Entre os quatro escalões de apoio, as explorações agrícolas danificadas podem ser apoiadas em 100% da despesa elegível igual ou inferior a 5.000 euros, em 85% da despesa elegível superior a 5.000 e até 50.000 euros, em 50% da despesa elegível superior a 50.000 e até 800.000 euros e, “caso a despesa elegível seja superior a 800.000 euros, o apoio é atribuído até ao limite deste valor”.

“O montante mínimo da despesa elegível é de 100 euros”, segundo o despachado da ministra da Agricultura, Maria do Céu Antunes.

Os pedidos de apoio devem ser apresentados através de formulário eletrónico disponível no Portal do Portugal 2020, em www.portugal2020.pt ou do PDR 2020, em www.pdr-2020.pt, devendo ser submetidos entre 27 de novembro e 15 de janeiro de 2021.

O diploma indica ainda que “os beneficiários só podem apresentar uma candidatura” e que “são elegíveis as despesas efetuadas após a data da ocorrência dos respetivos incêndios”, mas que estão dependentes da verificação e confirmação pela Direção Regional de Agricultura e Pescas dos prejuízos declarados, processo que “deve estar terminado em 28 de fevereiro de 2021”.

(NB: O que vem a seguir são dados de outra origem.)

PR #2736, opened 2023-05-24
NL: Improve performance of `variable in place` queries

pradh:
## Context
The `variable in place` queries today can take 10+ seconds for a few reasons:
1. The `extend_svs` call is very slow (does multiple serial calls).
2. For every chart, we perform a `has_series_with_single_datapoint` to promote SVs with a single datapoint from timeline charts to bar charts.
3. We have no limits on the number of charts we return.

Also, we sometimes duplicate charts across SV in topic and SV in index result.

## Fixes

This PR includes the following fixes:
1. Limit the number of charts we attempt to add to 15 (assuming 3 charts per row, 5 rows might be sufficient)
2. Get rid of the `has_series_with_single_datapoint` call by getting the "length of time-series" as part of existence check itself.  But don't always do this, only for SIMPLE query (since I see series_core is slower than existence_check).
3. Instead of doing SV expansion always, we only do it after processing the primary SVs, and then if we've not exceeded the max chart limit, and that too for not more than 5 SVs.
4. Optimize `extend_svs` slightly to avoid redundant API calls (e.g., if we expand SV1 + SV2, and they are in the expansion list of each other, we will do 2 calls).
5. Fixes duplicate charts (changes in `ExistenceCheckStateTracker.__init__`).

Owing to (3+4), we slightly change the layout of charts returned for SIMPLE query from:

No âmbito da seleção das candidaturas, o Ministério da Agricultura definiu que têm prioridade aquelas que satisfaçam o critério de “candidaturas que respeitem a danos não seguráveis” e, “complementarmente, será dada prioridade às candidaturas em que a dimensão relativa do dano sofrido seja mais elevada”.

O despacho que reconhece como catástrofe natural o conjunto de incêndios deflagrados nos meses de maio, junho, julho, agosto e setembro deste ano em várias freguesias entrou em vigor esta sexta-feira.